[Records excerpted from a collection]
Issue #6086, opened 2018-07-02
Send back to attorney (back end completed), send to other teams (front end only)


laurjpeterson:
When co-located admin support users finish a task, they need to send it back to the attorney.

Note: co-located will also send tasks to other teams in the future, but that is out of scope for this ticket.

### Send back to attorney
- On case details, the Actions dropdown contains `Send back to attorney`
- When they select that option, the modal per designs pops up so the user can confirm sending 

### Send to another team
- Establish a page dedicated to sending the case to another team
- Provide a dropdown that includes `Hearing Branch` and `Translation` - verified
- Backend ticket - https://github.com/department-of-veterans-affairs/caseflow/issues/6632

All tasks should have the option to send back to the assigning attorney. Tasks that are not on hold should also have an option to place a hold, and tasks of `:translation` or `:schedule_hearing` types should have an option to send to the corresponding team.

### Send back to attorney
![co-located_modal_sending-case_attorney](https://user-images.githubusercontent.com/31224257/43865169-c6aa700a-9b2f-11e8-9d53-f622241cc5f9.png)

### Send action to another team
<img alt="screen_shot_2018-08-24_at_2 36 39_pm_720" src="https://user-images.githubusercontent.com/8533004/44662564-2eed4100-a9dc-11e8-8f03-c02700daa93b.png">
<details><summary>old mock</summary>
<img src="https://user-images.githubusercontent.com/31224257/43915960-3cd6e952-9bda-11e8-9d7a-f8f92ca015ad.png">
</details>

## Reference - sending to other teams
- We will support co-located assigning `Schedule hearing` tasks to co-located right now re: https://github.com/department-of-veterans-affairs/caseflow/issues/5931
- Might expand to Translation - need to confirm that attorneys don't assign directly to Translation, what VACOLS location to assign to, etc.

evankroske:
## Implementation Plan for Assigning Back to Attorney
- [ ] Finish PR. Estimate: 2 more days.
- [ ] Get PR approved. Estimate: 1 day.

- Total estimate: 3 days.

## Implementation Plan for Assigning to Other Teams
[insert plan here]

PR #6599, opened 2018-08-10
Colocated | Send back to assigning attorney

dannysellers:
Connects #6086 

### Description
This adds a `SendToAssigningAttorneyModal` which is displayed when Send to Attorney is selected from the `ColocatedActionsDropdown` in `CaseDetailsView`. This also replaces `queue/constants.USER_ROLES` with `USER_ROLE_TYPES.json`

### Acceptance Criteria 
- [ ] Code compiles correctly

### Testing Plan
1. Go to `/queue` as a colocated user (`BVALSPORER`), go to case details screen
2. Choose Send back to Attorney from dropdown, confirm modal appears
3. Confirm assignment happens successfully / user is returned to `/queue` on success

</details>


client/app/queue/components/ColocatedActionsDropdown.jsx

REQUIRED ACTION: Lines with "veterans" in them are what the answer must contain; copy each from the records above.

RESPONSE FOR THIS EXERCISE:
- Backend ticket - https://github.com/department-of-veterans-affairs/caseflow/issues/6632
- We will support co-located assigning `Schedule hearing` tasks to co-located right now re: https://github.com/department-of-veterans-affairs/caseflow/issues/5931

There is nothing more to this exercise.